== Problem statement ==
Which lines of the listing hold the string "BasePlugin"? Show each of them.
........
Issue #45, opened 2015-11-08
Encourage stateless programming style


gracjan:
Each command should be as self-contained as possible, It should preferably not depend on hidden state at all. Visible state, like contents of visible files, is less of a problem.

Encourage stateless programming in what is supposed to be async system.

Encourage using full absolute paths to files because current working directory is state.

bitemyapp:
Tend to agree, although for performance (later?) may want to mediate access to project state (probably namespaced by project path root or some-such).

alanz:
I also tend to agree, in particular with the approach of always running hie wrt a given, known directory, and using absolute file paths.

PR #47, opened 2015-11-08
Remove state cwd

gracjan:
Do not suggest or encourage using state in plugins, not in the form of current working directory.

Reference #45.

### DIFF
--- a/src/Haskell/Ide/Engine/BasePlugin.hs
+++ b/src/Haskell/Ide/Engine/BasePlugin.hs
@@ -4,7 +4,6 @@
 module Haskell.Ide.Engine.BasePlugin where
 
 import           Control.Monad
-import           Control.Monad.IO.Class
 import           Data.Aeson
 import           Data.Foldable
 import           Data.List
@@ -20,7 +19,6 @@ import           Haskell.Ide.Engine.PluginUtils
 import           Options.Applicative.Simple (simpleVersion)
 import qualified Paths_haskell_ide_engine as Meta
 import           Prelude hiding (log)
-import           System.Directory
 
 -- ---------------------------------------------------------------------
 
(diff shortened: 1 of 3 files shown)


src/Haskell/Ide/Engine/BasePlugin.hs
```diff
@@ -67,26 +65,6 @@ baseDescriptor = PluginDescriptor
                         }
           , cmdFunc = commandDetailCmd
           }
-      , Command
-          { cmdDesc = CommandDesc
-                        { cmdName = "pwd"
```
alanz: I think it may be worthwhile keeping this one, but removing "cwd"

gracjan:
@cocreature: Refactored it out to a function.

src/Haskell/Ide/Engine/BasePlugin.hs
gracjan: Why? pwd is a constant in this case.

alanz:
There is some logic in setting the initial directory, with a "give up leave it unchanged" option.

I do not believe there is any harm in being able to request the current working directory. It is not a stateful operation.

alanz:
BTW, I am just working through some ghc-mod commands, in particular the "find" command, which works in the context of the current project, which it detects using the find cradle process.

The cradle is defined as the point where the cabal file is found, and the search starts at the current directory.

So in the normal  (non-HIE) case, ghc-mod is started up in the project directory and can then find the cradle by looking in the current directory or moving up.

In the stateless mode, we can work around this by setting the `CtxProject` to require a directory name, and then doing an explicit cd in the ghc-mod plugin, or modifying ghc-mod to take a directory as its root.

We also need to consider the case where there is more than one HIE instance running at a time, attached to different projects.

gracjan:
Yes, `find` command should get an explicit `ctxProject`, an absolute path
to where to begin searching.

2015-11-11 9:14 GMT+01:00 Alan Zimmerman <notifications@github.com>:

gracjan:
And about having a `pwd` without a `cwd`: somebody will come along and contribute the obvious missing part, that is `cwd`. I would not want to give people suggestions for that path.

alanz:
ok, you've worn me down. I'll have to sneak it into a private plugin if I
want to debug.

Maybe we should just log the directory chosen on startup. Then we are both
happy.

alanz:
Can you rebase this, then merge?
........
== Task solution ==
--- a/src/Haskell/Ide/Engine/BasePlugin.hs
+++ b/src/Haskell/Ide/Engine/BasePlugin.hs
 module Haskell.Ide.Engine.BasePlugin where
src/Haskell/Ide/Engine/BasePlugin.hs
src/Haskell/Ide/Engine/BasePlugin.hs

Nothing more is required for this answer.